DIRECTIONS FOR THIS TASK ->
Could you return the full listing below exactly as it appears?

RECORDS FOR THIS EXERCISE ->
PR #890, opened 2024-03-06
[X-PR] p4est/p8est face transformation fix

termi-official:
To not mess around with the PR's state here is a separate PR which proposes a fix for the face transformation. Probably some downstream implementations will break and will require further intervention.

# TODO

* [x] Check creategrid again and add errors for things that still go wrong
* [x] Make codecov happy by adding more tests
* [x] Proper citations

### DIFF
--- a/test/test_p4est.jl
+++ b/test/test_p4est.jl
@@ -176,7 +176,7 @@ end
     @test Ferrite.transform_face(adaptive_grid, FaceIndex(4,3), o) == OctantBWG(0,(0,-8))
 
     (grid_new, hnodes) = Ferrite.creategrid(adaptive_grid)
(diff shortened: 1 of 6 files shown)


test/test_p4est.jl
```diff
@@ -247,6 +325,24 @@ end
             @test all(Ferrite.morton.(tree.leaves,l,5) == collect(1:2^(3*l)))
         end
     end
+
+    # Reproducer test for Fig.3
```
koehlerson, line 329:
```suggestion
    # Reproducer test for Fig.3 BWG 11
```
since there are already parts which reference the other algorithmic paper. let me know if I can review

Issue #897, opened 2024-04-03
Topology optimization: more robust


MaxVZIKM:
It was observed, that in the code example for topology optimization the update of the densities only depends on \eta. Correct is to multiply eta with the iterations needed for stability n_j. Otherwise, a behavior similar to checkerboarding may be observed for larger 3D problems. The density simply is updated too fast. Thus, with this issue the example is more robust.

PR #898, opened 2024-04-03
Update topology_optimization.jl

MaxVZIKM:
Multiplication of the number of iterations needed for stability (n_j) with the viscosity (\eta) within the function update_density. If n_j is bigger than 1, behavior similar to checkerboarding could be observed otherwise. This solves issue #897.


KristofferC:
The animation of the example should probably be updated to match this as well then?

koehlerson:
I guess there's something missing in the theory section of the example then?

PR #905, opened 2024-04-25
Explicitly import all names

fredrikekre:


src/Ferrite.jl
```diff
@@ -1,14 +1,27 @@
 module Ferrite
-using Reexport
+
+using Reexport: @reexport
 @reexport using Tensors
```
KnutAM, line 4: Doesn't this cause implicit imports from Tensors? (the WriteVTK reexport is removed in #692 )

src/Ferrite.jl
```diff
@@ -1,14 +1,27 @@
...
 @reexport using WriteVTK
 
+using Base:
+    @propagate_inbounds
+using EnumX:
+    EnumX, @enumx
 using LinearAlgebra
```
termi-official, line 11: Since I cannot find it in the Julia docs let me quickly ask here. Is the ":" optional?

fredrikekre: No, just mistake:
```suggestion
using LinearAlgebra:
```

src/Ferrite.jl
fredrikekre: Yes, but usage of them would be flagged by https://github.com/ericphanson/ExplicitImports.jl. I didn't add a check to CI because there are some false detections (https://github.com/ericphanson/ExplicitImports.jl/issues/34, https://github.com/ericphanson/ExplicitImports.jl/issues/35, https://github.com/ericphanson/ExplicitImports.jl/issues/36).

SOLUTION TO THE PROBLEM ->
PR #890, opened 2024-03-06
[X-PR] p4est/p8est face transformation fix

termi-official:
To not mess around with the PR's state here is a separate PR which proposes a fix for the face transformation. Probably some downstream implementations will break and will require further intervention.

# TODO

* [x] Check creategrid again and add errors for things that still go wrong
* [x] Make codecov happy by adding more tests
* [x] Proper citations

### DIFF
--- a/test/test_p4est.jl
+++ b/test/test_p4est.jl
@@ -176,7 +176,7 @@ end
     @test Ferrite.transform_face(adaptive_grid, FaceIndex(4,3), o) == OctantBWG(0,(0,-8))
 
     (grid_new, hnodes) = Ferrite.creategrid(adaptive_grid)
(diff shortened: 1 of 6 files shown)


test/test_p4est.jl
```diff
@@ -247,6 +325,24 @@ end
             @test all(Ferrite.morton.(tree.leaves,l,5) == collect(1:2^(3*l)))
         end
     end
+
+    # Reproducer test for Fig.3
```
koehlerson, line 329:
```suggestion
    # Reproducer test for Fig.3 BWG 11
```
since there are already parts which reference the other algorithmic paper. let me know if I can review

Issue #897, opened 2024-04-03
Topology optimization: more robust


MaxVZIKM:
It was observed, that in the code example for topology optimization the update of the densities only depends on \eta. Correct is to multiply eta with the iterations needed for stability n_j. Otherwise, a behavior similar to checkerboarding may be observed for larger 3D problems. The density simply is updated too fast. Thus, with this issue the example is more robust.

PR #898, opened 2024-04-03
Update topology_optimization.jl

MaxVZIKM:
Multiplication of the number of iterations needed for stability (n_j) with the viscosity (\eta) within the function update_density. If n_j is bigger than 1, behavior similar to checkerboarding could be observed otherwise. This solves issue #897.


KristofferC:
The animation of the example should probably be updated to match this as well then?

koehlerson:
I guess there's something missing in the theory section of the example then?

PR #905, opened 2024-04-25
Explicitly import all names

fredrikekre:


src/Ferrite.jl
```diff
@@ -1,14 +1,27 @@
 module Ferrite
-using Reexport
+
+using Reexport: @reexport
 @reexport using Tensors
```
KnutAM, line 4: Doesn't this cause implicit imports from Tensors? (the WriteVTK reexport is removed in #692 )

src/Ferrite.jl
```diff
@@ -1,14 +1,27 @@
...
 @reexport using WriteVTK
 
+using Base:
+    @propagate_inbounds
+using EnumX:
+    EnumX, @enumx
 using LinearAlgebra
```
termi-official, line 11: Since I cannot find it in the Julia docs let me quickly ask here. Is the ":" optional?

fredrikekre: No, just mistake:
```suggestion
using LinearAlgebra:
```

src/Ferrite.jl
fredrikekre: Yes, but usage of them would be flagged by https://github.com/ericphanson/ExplicitImports.jl. I didn't add a check to CI because there are some false detections (https://github.com/ericphanson/ExplicitImports.jl/issues/34, https://github.com/ericphanson/ExplicitImports.jl/issues/35, https://github.com/ericphanson/ExplicitImports.jl/issues/36).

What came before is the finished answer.